## What is required
When the word "created" shows up in a line of the records below, copy that line.
:: Data for this exercise
PR #10965, opened 2024-09-27
GPU: Simultaneous compute pass read-write

### LINKED ISSUE #10945: GPU: Change writeOnly compute pass bindings to readWrite
We can't validate loads and stores in shader code, obviously, so there's not really any reason to lie and say that the writable resources are write-only in compute passes, as it will only confuse advanced users. We should thoroughly document the texture support check that is required to use this functionality, and the potential race conditions it can cause. This will very much be a HERE BE DRAGONS feature and clients should not use simultaneous read-writes in compute shaders unless they know what they are doing.

We'll also need to add a TEXTUREUSAGE_COMPUTE_SIMULTANEOUS_READ_WRITE flag for the support check.

thatcosmonaut:
Resolves #10945 

TODOs are the Metal support check and documenting the universally-supported read-write texture formats.

I'd also like to make sure the header documentation is very clear about the potential pitfalls of doing this, so if the wording could be improved, let me know.

### DIFF
--- a/include/SDL3/SDL_gpu.h
+++ b/include/SDL3/SDL_gpu.h
@@ -1671,7 +1671,7 @@ typedef struct SDL_GPUTextureSamplerBinding
 typedef struct SDL_GPUStorageBufferReadWriteBinding
 {
     SDL_GPUBuffer *buffer;  /**< The buffer to bind. Must have been created with SDL_GPU_BUFFERUSAGE_COMPUTE_STORAGE_WRITE. */
-    bool cycle;         /**< true cycles the buffer if it is already bound. */
+    bool cycle;             /**< true cycles the buffer if it is already bound. */
     Uint8 padding1;
     Uint8 padding2;
     Uint8 padding3;
@@ -1687,10 +1687,10 @@ typedef struct SDL_GPUStorageBufferReadWriteBinding
  */
 typedef struct SDL_GPUStorageTextureReadWriteBinding
 {
-    SDL_GPUTexture *texture;  /**< The texture to bind. Must have been created with SDL_GPU_TEXTUREUSAGE_COMPUTE_STORAGE_WRITE. */
+    SDL_GPUTexture *texture;  /**< The texture to bind. Must have been created with SDL_GPU_TEXTUREUSAGE_COMPUTE_STORAGE_WRITE or SDL_GPU_TEXTUREUSAGE_COMPUTE_STORAGE_SIMULTANEOUS_READ_WRITE. */
     Uint32 mip_level;         /**< The mip level index to bind. */
     Uint32 layer;             /**< The layer index to bind. */
-    bool cycle;           /**< true cycles the texture if it is already bound. */
+    bool cycle;               /**< true cycles the texture if it is already bound. */
     Uint8 padding1;
     Uint8 padding2;
     Uint8 padding3;
@@ -2809,7 +2809,9 @@ extern SDL_DECLSPEC void SDLCALL SDL_EndGPURenderPass(
  *
  * A compute pass is defined by a set of texture subresources and buffers that
  * may be written to by compute pipelines. These textures and buffers must
- * have been created with the COMPUTE_STORAGE_WRITE bit or the COMPUTE_STORAGE_SIMULTANEOUS_READ_WRITE bit. All operations
+ * have been created with the COMPUTE_STORAGE_WRITE bit or the COMPUTE_STORAGE_SIMULTANEOUS_READ_WRITE bit.
+ * If you do not create a texture with COMPUTE_STORAGE_SIMULTANEOUS_READ_WRITE, you must not read from the texture in the compute pass.
+ * All operations
  * related to compute pipelines must take place inside of a compute pass. You
  * must not begin another compute pass, or a render pass or copy pass before
  * ending the compute pass.
--- a/include/SDL3/SDL_gpu.h
+++ b/include/SDL3/SDL_gpu.h
@@ -464,6 +464,11 @@ typedef enum SDL_GPUTextureFormat
  * A texture must have at least one usage flag. Note that some usage flag
  * combinations are invalid.
  *
+ * With regards to compute storage usage, READ | WRITE means that you can have shader A that only writes into the texture and shader B that only reads from the texture and bind the same texture to either shader respectively.
+ * SIMULTANEOUS means that you can do reads and writes within the same shader or compute pass. It also implies that atomic ops can be used, since those are read-modify-write operations.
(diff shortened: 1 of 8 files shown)


include/SDL3/SDL_gpu.h
```diff
@@ -464,18 +464,19 @@ typedef enum SDL_GPUTextureFormat
...
-#define SDL_GPU_TEXTUREUSAGE_COMPUTE_STORAGE_WRITE (1u << 5) /**< Texture supports storage writes in the compute stage. */
+#define SDL_GPU_TEXTUREUSAGE_SAMPLER                                 (1u << 0) /**< Texture supports sampling. */
+#define SDL_GPU_TEXTUREUSAGE_COLOR_TARGET                            (1u << 1) /**< Texture is a color render target. */
+#define SDL_GPU_TEXTUREUSAGE_DEPTH_STENCIL_TARGET                    (1u << 2) /**< Texture is a depth stencil target. */
+#define SDL_GPU_TEXTUREUSAGE_GRAPHICS_STORAGE_READ                   (1u << 3) /**< Texture supports storage reads in graphics stages. */
+#define SDL_GPU_TEXTUREUSAGE_COMPUTE_STORAGE_READ                    (1u << 4) /**< Texture supports storage reads in the compute stage. */
+#define SDL_GPU_TEXTUREUSAGE_COMPUTE_STORAGE_WRITE                   (1u << 5) /**< Texture supports storage writes in the compute stage. */
+#define SDL_GPU_TEXTUREUSAGE_COMPUTE_STORAGE_SIMULTANEOUS_READ_WRITE (1u << 6) /**< Texture supports reads and writes in the same compute shader. This is NOT equivalent to READ | WRITE. */
```
slouken, line 479: > This is NOT equivalent to READ | WRITE.

Why not? Where can I find out more?

include/SDL3/SDL_gpu.h
```diff
@@ -2807,15 +2808,17 @@ extern SDL_DECLSPEC void SDLCALL SDL_EndGPURenderPass(
...
+ * may be written to by compute pipelines. These textures and buffers must
+ * have been created with the COMPUTE_STORAGE_WRITE bit or the COMPUTE_STORAGE_SIMULTANEOUS_READ_WRITE bit. All operations
  * related to compute pipelines must take place inside of a compute pass. You
  * must not begin another compute pass, or a render pass or copy pass before
  * ending the compute pass.
  *
- * A VERY IMPORTANT NOTE Textures and buffers bound as write-only MUST NOT be
- * read from during the compute pass. Doing so will result in undefined
- * behavior. If your compute work requires reading the output from a previous
+ * A VERY IMPORTANT NOTE - Reads and writes in compute shaders are NOT implicitly synchronized.
```
slouken, line 2817: This sounds like the app shouldn't use this feature. When is it safe to do so? Where can I find out more?

include/SDL3/SDL_gpu.h
```diff
@@ -2836,9 +2839,9 @@ extern SDL_DECLSPEC void SDLCALL SDL_EndGPURenderPass(
  */
 extern SDL_DECLSPEC SDL_GPUComputePass *SDLCALL SDL_BeginGPUComputePass(
     SDL_GPUCommandBuffer *command_buffer,
-    const SDL_GPUStorageTextureWriteOnlyBinding *storage_texture_bindings,
+    const SDL_GPUStorageTextureReadWriteBinding *storage_texture_bindings,
     Uint32 num_storage_texture_bindings,
-    const SDL_GPUStorageBufferWriteOnlyBinding *storage_buffer_bindings,
+    const SDL_GPUStorageBufferReadWriteBinding *storage_buffer_bindings,
```
slouken, line 2844: Does this need to be explicitly `SDL_GPUStorageBufferReadWriteBinding`? Can it be simplified to `SDL_GPUStorageBufferBinding`?

src/gpu/d3d11/SDL_gpu_d3d11.c
```diff
@@ -5787,6 +5788,19 @@ static bool D3D11_SupportsTextureFormat(
         }
     }
 
+    // Checks for SIMULTANEOUS_READ_WRITE support
+    if (usage & SDL_GPU_TEXTUREUSAGE_COMPUTE_STORAGE_SIMULTANEOUS_READ_WRITE) {
```
slouken, line 5792: Are we starting down the path of features partially supported and needing to be queried by the app?

slouken: I guess that's always been the case for texture types and usages?

thatcosmonaut: The _feature_ is universally supported, but the specific _formats_ you can use with it have to be checked. Texture support already requires conditional checks. We have a list of universally supported formats for different use cases in the documentation for SDL_GPUTextureFormat, but some issues can't be avoided. For example, some hardware uses D24_S8 and some uses D32_S8. The client just has to check which one they have to use.

include/SDL3/SDL_gpu.h
thatcosmonaut: I want it to be clear that writable bindings are the ones that are declared in BeginGPUComputePass.

include/SDL3/SDL_gpu.h
rabbit-ecl: READ | WRITE means that you can have shader A that only writes into the texture and shader B that only reads from the texture and bind the same texture to both. SIMULTANEOUS means that you can do reads and writes within the same shader (here be dragons wrt. synchronization), it also implies that atomic ops can be used, since those are read-modify-write operations.

include/SDL3/SDL_gpu.h
slouken: Not very much, but I feel like many tutorials and books could definitely be built around this API. :)

include/SDL3/SDL_gpu.h
slouken: > READ | WRITE means that you can have shader A that only writes into the texture and shader B that only reads from the texture and bind the same texture to both. SIMULTANEOUS means that you can do reads and writes within the same shader (here be dragons wrt. synchronization), it also implies that atomic ops can be used, since those are read-modify-write operations.

This would be helpful as explanation in the type description above.

include/SDL3/SDL_gpu.h
thatcosmonaut: Me and Caleb are planning a tutorial series, I would honestly love to write a book too. I'll try to add a few clarifications for now.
::::
## Task answer
     SDL_GPUBuffer *buffer;  /**< The buffer to bind. Must have been created with SDL_GPU_BUFFERUSAGE_COMPUTE_STORAGE_WRITE. */
-    SDL_GPUTexture *texture;  /**< The texture to bind. Must have been created with SDL_GPU_TEXTUREUSAGE_COMPUTE_STORAGE_WRITE. */
+    SDL_GPUTexture *texture;  /**< The texture to bind. Must have been created with SDL_GPU_TEXTUREUSAGE_COMPUTE_STORAGE_WRITE or SDL_GPU_TEXTUREUSAGE_COMPUTE_STORAGE_SIMULTANEOUS_READ_WRITE. */
- * have been created with the COMPUTE_STORAGE_WRITE bit or the COMPUTE_STORAGE_SIMULTANEOUS_READ_WRITE bit. All operations
+ * have been created with the COMPUTE_STORAGE_WRITE bit or the COMPUTE_STORAGE_SIMULTANEOUS_READ_WRITE bit.
+ * have been created with the COMPUTE_STORAGE_WRITE bit or the COMPUTE_STORAGE_SIMULTANEOUS_READ_WRITE bit. All operations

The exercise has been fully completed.